### TASK DIRECTIONS
Wherever the string "runIf" appears in the entries below, return the line that holds it.

### SOURCE INFORMATION
Issue #10897, opened 2025-06-17
Rework `IpAddr.toByteArray`


magnus-madsen:
- Return type could be Vector instead of Array -- then no region is needed.
- Name could be just toBytes

PR #11025, opened 2025-07-02
refactor: make `toBytes` return a Vector instead of an Array

CadeMichael:
Addresses #10897.

### DIFF
--- a/main/src/library/Ping.flix
+++ b/main/src/library/Ping.flix
@@ -43,8 +43,9 @@ mod Ping {
                 try {
                     let ms = TimeUnit.toMilliseconds(u);
                     let timeoutMs = ms * timeout;
+                    let ipVec = IpAddr.toBytes(host);
                     region rc {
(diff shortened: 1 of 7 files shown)


main/src/library/Ping.flix
```diff
@@ -43,8 +43,9 @@ mod Ping {
                 try {
                     let ms = TimeUnit.toMilliseconds(u);
                     let timeoutMs = ms * timeout;
+                    let ipVec = IpAddr.toBytes(host);
                     region rc {
-                        let ipBytes = IpAddr.toByteArray(rc, host);
+                        let ipBytes = Vector.toArray(rc, ipVec);
```
magnus-madsen: Is this needed? I think maybe you can just call getByAddress with the vector

CadeMichael: yep sorry I assumed the types wouldn't match up pushing change now.

PR #11030, opened 2025-07-03
fix: remove dependency on determinism in old Datalog engine

CasperDN:
The tests were hard-coded to use the paths the old engine found.

They have here been generalized to accept any shortest paths that exist in the graphs.

The usage of `Assert.eq(true, shortestPathFound)` is unfortunate, as errors are hard to track, but I am unaware of a better way to assert this.

### DIFF
--- a/examples/larger-examples/datalog/single-source-shortest-paths.flix
+++ b/examples/larger-examples/datalog/single-source-shortest-paths.flix
@@ -265,24 +265,93 @@ mod ShortestPath {
 
     @Test
     def testExampleGraphShortestPaths01(): Bool =
-        Assert.eq(Map#{1 => Vector#{0, 1}, 2 => Vector#{0, 1, 2}, 3 => Vector#{0, 3}, 4 => Vector#{0, 3, 4}, 5 => Vector#{0, 3, 4, 5}}, sssp(0, exampleGraph01()))
+        sssp(0, exampleGraph01()) |> 
+        Map.forAll(k -> v -> match k {
+            case 1 => Assert.eq(Vector#{0, 1}, v)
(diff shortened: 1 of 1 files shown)


examples/larger-examples/datalog/single-source-shortest-paths.flix
```diff
@@ -265,24 +265,93 @@ mod ShortestPath {
...
+            case 2 => Assert.eq(Vector#{0, 1, 2}, v)
+            case 3 => Assert.eq(Vector#{0, 3}, v)
+            case 4 =>
+                let shortestPathFound = v == Vector#{0, 3, 4} or v == Vector#{0, 1, 4};
+                Assert.eq(true, shortestPathFound)
+            case 5 =>
+                let shortestPathFound = v == Vector#{0, 1, 2, 5} or v == Vector#{0, 3, 4, 5} or v == Vector#{0, 1, 4, 5};
+                Assert.eq(true, shortestPathFound)
+            case _ => unreachable!()
+        })
```
magnus-madsen, line 280: How many shortest paths are there? Would it be possible to enumerate them and then just check that the found path is in the set of shortest paths?

I kind of assume this is what you are doing, but instead you are using a somewhat complex Map.forAll

CasperDN: The code finds the shortest path from 0 to every other node. It then checks that the path from 0 to e.g. 1 is X, from 0 to 2 is Y and so on.

magnus-madsen: Ah. I see.

magnus-madsen: I suppose its OK, if a bit overwhelming.

PR #11032, opened 2025-07-03
chore: add `Bool.runIf`

### LINKED ISSUE #11008: `Bool.runIf`
```
def runIf(f: Unit -> Unit \ ef, cond: Bool): Unit \ ef = if (cond) f() else ()
```

The applications are

```
l |> List.map(..) |> List.forAll(..) |> runIf(..)
```

wizard7377:
Fixes #11008

### DIFF
--- a/main/src/library/Bool.flix
+++ b/main/src/library/Bool.flix
@@ -60,7 +60,7 @@ mod Bool {
     pub def <==>(x: Bool, y: Bool): Bool = x == y
 
     ///
-    /// Guards the side effect `f` if `cond` is true.
+    /// Calls `f` if `cond` is true.
     ///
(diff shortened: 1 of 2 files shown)


magnus-madsen:
If you could add 3 tests (every standard library function must have at least 3 tests).

main/src/library/Bool.flix
```diff
@@ -59,4 +59,9 @@ mod Bool {
     ///
     pub def <==>(x: Bool, y: Bool): Bool = x == y
 
+    ///
+    /// Guards the side effect `f` if `cond` is true.
```
JonathanStarup: This language seems a bit non-standard to me. I'd just say ```Calls `f` if `cond` is true.``` or refer to `ef` as the side effect, not `f`

Issue #8439, opened 2024-08-26
add `Iterable[String]` instance


JonathanStarup:

magnus-madsen:
Strings being viewed as a sequence of chars is considered a mistake by many. 
I think we need to fully explore the issue before we commit to this.

JonathanStarup:
You're right, but the choice has already been made in terms of the standard library. Its a bit weird to draw the line now. 
```
def charAt(i: Int32, s: String): Char
def dropWhile(f: Char -> Bool, s: String): String
def enumerator(rc: Region[r], s: String): Iterator[(Int32, Char), r, r] \ r
def exists(f: Char -> Bool \ ef, s: String): Bool \ ef
def findIndexOfLeft(f: Char -> Bool \ ef, s: String): Option[Int32] \ ef
def foldLeft(f: b -> (Char -> b \ ef), x: b, s: String): b \ ef
def forAll(f: Char -> Bool \ ef, s: String): Bool \ ef
def init(f: Int32 -> Char \ ef, len: Int32): String \ ef
def iterator(rc: Region[r], s: String): Iterator[Char, r, r] \ r
def map(f: Char -> Char \ ef, s: String): String \ ef
def nth(i: Int32, s: String): Option[Char]
def toList(s: String): List[Char]
```

magnus-madsen:
Hmmm... My plan is still to enforce that Strings are not containers. But then you have me, and it seems that I should remove some of the above functions. So I suppose I will do that.

PR #11033, opened 2025-07-03
chore: make `String` instance of `Iterable`

wizard7377:
#8439


magnus-madsen:
See discussion in https://github.com/flix/flix/issues/8439

magnus-madsen:
We continue discussion first.

PR #11035, opened 2025-07-04
feat: extend `FixpointSolve` in ASTs with `SolveMode` 

JumpTwiice:
See https://github.com/flix/flix/issues/11022

Issue #11022, opened 2025-07-02
Add `psolve` expression


magnus-madsen:
- [ ] PR1: Add `TokenKind.KeywordPSolve`
- [ ] PR2: (a) Extend `Parser2.fixpointSolveExpr` to parse both `solve` and `psolve` (I suggest to pass a Boolean) and (b) Extend `Weeder2.visitFixpointSolveExpr` to support both `solve` and `psolve`.
- [ ] PR3: Extend all ASTs and phases all the way to `Lowering` to work with something like:
```scala
case class FixpointSolve(exp: Expr, mode: SolveMode, loc: SourceLocation) extends Expr

sealed trait SolveMode // in ast.shared package
object SolveMode{
  case object Default extends SolveMode
  case object WithProvenance extends SolveMode
}
```
- [ ] Extend `Lowering` to pass a Boolean depending on the provenance mode.
- [ ] (Later) Add provenance support to the Datalog engine

magnus-madsen:
@CasperDN @JumpTwiice A proposal for a path towards `psolve` (-- thats the easy one, `pquery` will be more challenging.)

@JumpTwiice I can assign you the ticket when you join the flix org.

magnus-madsen:
Remember to add to `KeywordCompleter`

magnus-madsen:
@JumpTwiice We still need to enable this in the frontend right?

JumpTwiice:
Already enabled: https://github.com/flix/flix/commit/7c959664e1c7d210144f1fa972f821c6f49a85e7

magnus-madsen:
Okay. I just got some errors, but maybe I was doing it wrong. I will let you add some tests.

magnus-madsen:
Just needs tests

magnus-madsen:
Fixed.

PR #11037, opened 2025-07-04
feat: add unimplemented `runSolverWithProvenance` to Datalog solver and match `SolveMode` in `Lowering`

JumpTwiice:
This allows `Lowering` to handle the `solveMode` in the pattern-match in `visitExp` for when https://github.com/flix/flix/pull/11035 is merged.

See https://github.com/flix/flix/issues/11022.

### DIFF
--- a/main/src/ca/uwaterloo/flix/language/phase/Lowering.scala
+++ b/main/src/ca/uwaterloo/flix/language/phase/Lowering.scala
@@ -46,6 +46,7 @@ object Lowering {
     val version: String = ""
     lazy val Box: Symbol.DefnSym = Symbol.mkDefnSym(s"Fixpoint${version}.Boxable.box")
     lazy val Solve: Symbol.DefnSym = Symbol.mkDefnSym(s"Fixpoint${version}.Solver.runSolver")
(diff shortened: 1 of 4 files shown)


main/src/ca/uwaterloo/flix/language/phase/Lowering.scala
```diff
@@ -785,7 +786,11 @@ object Lowering {
       LoweredAst.Expr.ApplyDef(defn.sym, argExps, Types.MergeType, resultType, eff, loc)
 
     case TypedAst.Expr.FixpointSolve(exp, _, eff, loc) =>
-      val defn = Defs.lookup(Defs.Solve)
+      val solveMode: SolveMode = SolveMode.Default
```
magnus-madsen: solveMode -> mode 
(and drop the type annotation)

JumpTwiice: The annotation is an upcast from SolveMode.Default => SolveMode. Scala won't compile without it due to the pattern match right below.

JumpTwiice: It is temporary anyway since we get it from the `Expr.FixpointSolve` patmatch when https://github.com/flix/flix/pull/11035 is merged. I will make another quick PR when that happens.

magnus-madsen:
@JumpTwiice Conflicted but otherwise ready.

PR #11040, opened 2025-07-05
feat: Add "Go to definition" for stdlib

saviorand:
Adds the "Go to definition" functionality in the LSP for stdlib code. 
This is done via extracting the sources to a given location with a gradle task and pointing to respective files in the sources.

Pasting the message with more details from gitter:

> On this one, I checked how Scala Metals [does it](https://github.com/scalameta/metals/blob/c9f074fac10084f2e04dc814f72255796c8013ae/metals/src/main/scala/scala/meta/internal/metals/MetalsLspService.scala#L1647), looks like when you click on Go To Defintion in a stdlib construct they open it in the sources (that also means sources should be readily available), e.g
`file:/Users/myuser/Library/Caches/Coursier/v1/https/repo1.maven.org/maven2/org/scala-lang/scala-library/2.13.16/scala-library-2.13.16-sources.jar!/scala/Predef.scala`
> For Flix that path would look different, but the approach should work as well. 
I tried adjusting Flix's LSP code and the gradle task to extract sources and look them up for stdlib files, see PR here:
> We will also need to change [this glob](https://github.com/flix/vscode-flix/blob/465e587ec00fdf9f786f814cc9dc4cee3859fb7d/client/src/extension.ts#L37C1-L40C2) in the VSCode extension to add a new directory where we extract the sources to, something like /.flix or /.flix-stdlib .
> Currently going to definition works in my PR but it refuses to e.g syntax highlight in the stdlib source files because of this rule in the extension code.

### DIFF
--- a/build.gradle
+++ b/build.gradle
@@ -128,7 +128,19 @@ task testIDECompletion(dependsOn: ['testClasses'], type: JavaExec) {
 
 test.dependsOn testAll
 
-task vscode(type: Copy, dependsOn: [clean, jar]) {
+task extractStdlibSources(type: Copy) {
+    description = 'Extracts Flix standard library source files'
+
+    from 'main'
+    include '**/*.flix'
+    into project.findProperty('flix.stdlib.output') ?: 'build/stdlib-sources'
+
+    doLast {
+        println "Flix stdlib sources extracted to: ${destinationDir}"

### THE ANSWER
chore: add `Bool.runIf`
### LINKED ISSUE #11008: `Bool.runIf`
def runIf(f: Unit -> Unit \ ef, cond: Bool): Unit \ ef = if (cond) f() else ()
l |> List.map(..) |> List.forAll(..) |> runIf(..)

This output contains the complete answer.